95.010: Diesel Fuel: Using the New Low Sulfur Diesel


Many customers have expressed a desire for information and recommendations regarding the use of EPA mandated low sulfur diesel fuel and the possible effect it may have on their engines and/or fuel injection systems. The fuel is documented to produce fewer particulate, sulfur dioxide and NOx emissions.


Low sulfur diesel fuel may be produced in a number of ways. Some of these methods, such as using base stocks naturally low in sulfur content, yield a fuel with operating properties undistinguishable from earlier diesel fuel. One of the most cost effective processes to produce compliant fuel from high sulfur base stocks is called “hydrotreating”. This process involves the introduction of hydrogen in the refining process to remove sulfur and reduce aromatic hydrocarbons to their aliphatic (saturated) forms, also positively influencing cetane index.

Hydro processed low sulfur diesel fuel has been demonstrated to possess poorer lubricity properties than earlier diesel fuels. This loss of lubricity has resulted in high rates of fuel system component wear in tests run by some fuel injection equipment (FIE) manufacturers. Experience in European countries running hydro processed low sulfur diesel confirms the potential premature failure of FIE components but also proves the value of advanced lubricity additives in restoring normal operating life when properly blended in the low lubricity fuel.

Investigations conducted by American and International industry groups have documented the existence of the phenomenon and have put forth two proposed test methods for evaluating lubricity: the modified Ball On Cylinder Lubricity Evaluation (BOCLE) as developed by Or. Paul Lacey of Southwest Research in San Antonio, Texas, and the High Frequency Resonating Rig (HFRR) developed by the 180 in Great Britain. Both tests have been substantiated to provide excellent correlation to actual pump wear data.


Many of the failures on class 8 type engines are now thought to have been related to the negative response of seal materials when exposed to the new fuels after having been exposed for long periods of time to traditional fuels. These problems appear to be past and reports of recurrences once seals are replaced are exceedingly rare. This type of failure is not a lubricity issue. Some fuel pump manufacturers have reiterated long standing warranty policies of declining coverage on components which have worn out, regardless of age, if no defect in materials or workmanship is found.

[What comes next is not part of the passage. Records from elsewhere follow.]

PR #319, opened 2024-06-04
fix: rare deadlock in GetOperationEvents

garethgeorge:


internal/api/backresthandler.go
```diff
@@ -221,23 +220,36 @@ func (s *BackrestHandler) GetOperationEvents(ctx context.Context, req *connect.R
 		select {
 		case events <- event:
 		default:
-			errChan <- errors.New("event buffer overflow, closing stream for client retry and catchup")
+			select {
+			case errChan <- errors.New("event buffer overflow, closing stream for client retry and catchup"):
+			default:
+			}
```
Thinkscape, line 226: This is a semi-decent indication of disconnection/unresponsive client - does this case here result in proper socket disconnection?

garethgeorge: Yes -- the logic is a bit convoluted, I'd like to followup and refactor it to use some better golang patterns, but essentially the function is expected to return with the first error sent to errChan (which also disconnects the client), all following values should be dropped on the floor since there's no longer a connected client to send the errors to.

PR #462, opened 2024-09-08
feat: implement rustic support

garethgeorge:
This is largely an experimental exploration into rustic support https://github.com/rustic-rs/rustic


ilkersigirci:
This is huge, when will be see this in the release? Is there any roadmap, thanks

garethgeorge:
Thanks for the status ping on this, it's still something I'm interested in but got lost in the backlog of backrest work :). 

I think my current thinking is to re-evaluate whether I want to create a gRPC daemon that wraps rustic (which is a pretty big maintenance burden unless this is something the rustic project can provide). But I think it should be reasonable for me to wrap rustic's cli (which IIUC already has some json output?) and see how far I can get with that.

PR #474, opened 2024-09-13
fix: windows installation for restic 0.17.1

garethgeorge:


garethgeorge:
Something odd is going on here w.r.t a possible behavior discrepancy between linux and windows in restic as of the patch release? Will need to reach out to the restic devs to understand what the expected behavior is here.

PR #480, opened 2024-09-18
feat: initial support for healthchecks.io

inode64:
- Introduced a new hook to enhance the healthchecks system with more comprehensive lifecycle signals.

https://healthchecks.io/docs/http_api/


internal/hook/types/healthchecks.go
```diff
@@ -0,0 +1,80 @@
...
+		event == v1.Hook_CONDITION_SNAPSHOT_START {
+		PingUrl += "/start"
+	}
+
+	// Send a "fail" signal to healthchecks.io when the hook is failing.
+	if event == v1.Hook_CONDITION_UNKNOWN ||
+		event == v1.Hook_CONDITION_ANY_ERROR ||
+		event == v1.Hook_CONDITION_CHECK_ERROR ||
+		event == v1.Hook_CONDITION_PRUNE_ERROR ||
+		event == v1.Hook_CONDITION_SNAPSHOT_ERROR {
```
garethgeorge, line 46: perhaps my only nit is it may be worth declaring some utilities or constants for this e.g. isStartCondition, isErrorCondition, isSuccessCondition so that we can be consistent about this going forward.

These blocks probably also should have handling for `CONDITION_SNAPSHOT_SUCCESS`, `CONDITION_PRUNE_SUCCESS`, and `CONDITION_CHECK_SUCCESS`

garethgeorge:
Thanks for contributing this! Looks great and I think is very reasonable, my understanding is that one of the most commonly used command hooks is to ping healthchecks.io -- native support is a good idea.

Left a comment re: a more scalable approach to handling the conditions, but overall looks great :)

internal/hook/types/healthchecks.go
inode64: Yes, I already thought about it,
I can create an array with the constants and the function or, a function only using switch like this example

<pre>
func isStartCondition(event v1.Hook_Condition) bool {
	switch event {
	case v1.Hook_CONDITION_SNAPSHOT_START,
		v1.Hook_CONDITION_PRUNE_START,
		v1.Hook_CONDITION_CHECK_START:
		return true
	default:
		return false
	}
}
</pre>

What do you see better?

inode64: I've been looking for a more elegant solution, see what you think.

garethgeorge: Dictionary approach looks good to me!

garethgeorge:
Going ahead and marking as approved, I'm going to hold off on merging until the weekend as this makes sense for Backrest's next feature release (v1.6.0) which will be middle of next month. 

I'm aiming to put out a bug patch release over the weekend that will include the bug fixes in restic 1.17.1 and then start merging the new features for the next minor version release.

garethgeorge (approved):

garethgeorge:
Released in 1.6.0 :)

PR #501, opened 2024-10-02
Exclude apps from jetbrains and extension "Local History" from vscode in .gitignore

inode64:


garethgeorge:
Hey, looks like you've working with backrest locally :) thanks for the interest -- but I'm hesitant to upstream .gitignore changes actually as it's prone to becoming an ever growing list of IDE excludes.

The .gitignore backrest has now is actually fairly out of date and should probably be cleaned up.

PR #518, opened 2024-10-14
feat: add a summary dashboard as the "main view" when backrest opens

garethgeorge:


inode64:
The dashboard is a good idea, and could also be improved by adding:

* the restic version, location, and general status of the system in order to verify that the system is correctly used in healthcheck systems (Monit, Zabbix, etc.)
* Show environment variables, the operating system and the location where the internal database is stored

Issue #549, opened 2024-11-11
Put restic binary in a user-writable location on Windows


homandr:
I would like to suggest that maybe Backrest should store restic binary not in C:\Program Files\Backrest as it does currently, but in a user-writable location. For example, %localappdata%. This is what Chrome browser uses as an example, and Firefox when UAC is cancelled during the installation. C:\Program Files on Windows requires UAC elevation to write even if the current user is an administrator. This creates several issues:

1. Backrest must be launched with elevated privileges on the first run in order to download restic binary. It is mentioned in the documentation but makes Backrest less user-friendly for non-technical users.
2. If restic self-update through Backrest is ever implemented (would be really nice), this UAC requirement makes things more difficult, requiring that Backrest is either executed elevated for each update or always run elevated.
3. A user wanting to use Backrest installer currently must have admin permissions, even if technically it is not needed to use the tool. I know one can just download and unpack zip archive anywhere, but then the user needs to set up shortcuts, basically doing manually what the installer does.

I think even Backrest itself could be stored in %localappdata%. It would eliminate all issues listed above and also make Backrest self-updates (if ever implemented) on Windows easier.

garethgeorge:
Hey -- really interesting and thanks for the fairly detailed input on considering locations (and reasons). This is something I've struggled with a bit on Windows as my understanding of correct packaging for the platform is relatively weak.

I like the idea re: keeping backrest in %localappdata%, assuming the installer should still be able to configure it to launch on startup from there -- and I imagine that should be the case. Doing that, backrest installs restic using a relative path on windows so it would install next to the backrest binary it in the same directory.

Interestingly I also see a `C:\Users\gareth\AppData\Local\Programs` folder on my system where a few programs are storing binaries on my system, I'll learn a bit more about what the conventions are here.

homandr:
Just a quick note - I found out Backrest is actually storing restic binary in the working directory, not necessarily the same directory as Backrest binary. It's just that currently the installer uses C:\Program Files\Backrest in the startup shortcut properties. When I changed that, it re-downloaded restic to the new location.

For multiuser installs you don't want to use %localappdata%. There is %programdata% that's accessible to all users, but not sure if it's appropriate to install binaries there.

Currently the installer creates the shortcuts in the current user's Startup and Desktop folders anyway, so as it stands, it is targeting the current user.

homandr:
[...]

PR #568, opened 2024-11-19
fix: improve windows installer and relocate backrest on Windows to %localappdata%\programs 

homandr:
Various fixes before decisions are made regarding multi-purpose installer (https://github.com/garethgeorge/backrest/issues/549)

1. Changed installation location to user %localappdata%\programs since the installer already installed all icons and made registry entry only for the current user.
2. Fixed blurry installer text on high DPI screens.
3. Fixed icon for Start Menu, Desktop shortcuts, and Add/Remove programs entry.
4. Fixed uninstaller not terminating running application and not fully cleaning up installed files.

Users upgrading from the previous installer should uninstall it first to avoid conflicts. User configuration will stay intact.

### DIFF
--- a/build/windows/install.nsi
+++ b/build/windows/install.nsi
@@ -3,7 +3,7 @@
 !define APP_NAME "Backrest"
 !define COMP_NAME "garethgeorge"
 !define WEB_SITE "https://github.com/garethgeorge/backrest"
-!define VERSION "00.00.00.00"
+!define VERSION "1.6.1.0"
 !define COPYRIGHT "garethgeorge   2024"
 !define DESCRIPTION "Application"
 !define LICENSE_TXT "${BUILD_DIR}\LICENSE"
@@ -29,6 +29,7 @@ VIAddVersionKey "FileVersion"  "${VERSION}"
 
 ######################################################################
 
+RequestExecutionLevel user
 SetCompressor ZLIB
 Name "${APP_NAME}"
 Caption "${APP_NAME}"
@@ -36,7 +37,8 @@ OutFile "${INSTALLER_NAME}"
 BrandingText "${APP_NAME}"
 XPStyle on
 InstallDirRegKey "${REG_ROOT}" "${REG_APP_PATH}" ""
-InstallDir "$PROGRAMFILES64\Backrest"
+InstallDir "$LOCALAPPDATA\Programs\Backrest"
+ManifestDPIAware true
 
 ######################################################################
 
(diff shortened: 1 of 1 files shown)


build/windows/install.nsi
```diff
@@ -99,34 +102,34 @@ WriteUninstaller "$INSTDIR\uninstall.exe"
 !ifdef REG_START_MENU
 !insertmacro MUI_STARTMENU_WRITE_BEGIN Application
 CreateDirectory "$SMPROGRAMS\$SM_Folder"
-CreateShortCut "$SMPROGRAMS\$SM_Folder\${APP_NAME}.lnk" "$INSTDIR\${MAIN_APP_EXE}" "" "${BUILD_DIR}\icon.ico" 0
-CreateShortCut "$DESKTOP\${APP_NAME} Console.lnk" "$INSTDIR\${MAIN_APP_EXE}" "" "${BUILD_DIR}\icon.ico" 0
-CreateShortCut "$DESKTOP\${APP_NAME} UI.lnk" "http://localhost:9898/" "" "${BUILD_DIR}\icon.ico" 0
-CreateShortCut "$SMPROGRAMS\$SM_Folder\Uninstall ${APP_NAME}.lnk" "$INSTDIR\uninstall.exe" "" "${BUILD_DIR}\icon.ico" 0
+CreateShortCut "$SMPROGRAMS\$SM_Folder\${APP_NAME}.lnk" "$INSTDIR\${MAIN_APP_EXE}" "" "$INSTDIR\icon.ico" 0
+CreateShortCut "$DESKTOP\${APP_NAME}.lnk" "$INSTDIR\${MAIN_APP_EXE}" "" "$INSTDIR\icon.ico" 0
+CreateShortCut "$DESKTOP\${APP_NAME} UI.lnk" "http://localhost:9898/" "" "$INSTDIR\icon.ico" 0
```
garethgeorge, line 107: neat!

build/windows/install.nsi
```diff
@@ -3,7 +3,7 @@
 !define APP_NAME "Backrest"
 !define COMP_NAME "garethgeorge"
 !define WEB_SITE "https://github.com/garethgeorge/backrest"
-!define VERSION "00.00.00.00"
+!define VERSION "1.6.1.0"
```
garethgeorge, line 6: Note: this will actually be out of date immediately with the next version, the first version of this installer will ship as 1.6.1. 

I'll merge as is since it's not really a blocker, but I think I need to followup up re: automatically passing in the version from the release workflow.

garethgeorge:
Test failure is a flake -- broadly LGTM. Thanks for contributing this! Per the discussion on the bug I think your recommendation of going with a single user install makes a lot of sense. It probably also has fewest footguns.

Overall quite excited to see backrest's packaging on windows improved, and you're motivating me to look a bit more at a few related windows issues :).

build/windows/install.nsi
homandr: It turns out NSIS is quite flexible and already had such a scenario covered. I will submit a new PR to have the installer grab the version from the changelog.

garethgeorge: Neat! Is that a built in capability of NSIS? My original thinking had been to stamp the version based on the git tag’s on the current commit — the release workflow tags a release commit with the current version.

Premature failures of pumps running low sulfur fuel have been observed and are attributed to poor lubricity. The majority of failures involve distributor type fuel pumps found on small and mid-size diesels typically rated below 250 horsepower. At least one major diesel engine OEM has recommended the use of lubricity enhancing fuel additives.

PENRAY’S Recommendation:

Since the character of the fuel being used is unknown to the consumer, he can not predict the effect on his system. Most major heavy-duty engine manufacturers report no increase in FIE problems It is the position of Penray that consumers should educate themselves and discuss this issue with their engine manufacturer. If, after such discussion, the customer wishes to take preventative action to insure the normal operating life of their injection pumps and injectors, we recommend the use of a well documented lubricity enhancing fuel additive such as Fuel Prep 1000 (at 1:350) or Fuel Prep 2012 (at 1:7,000).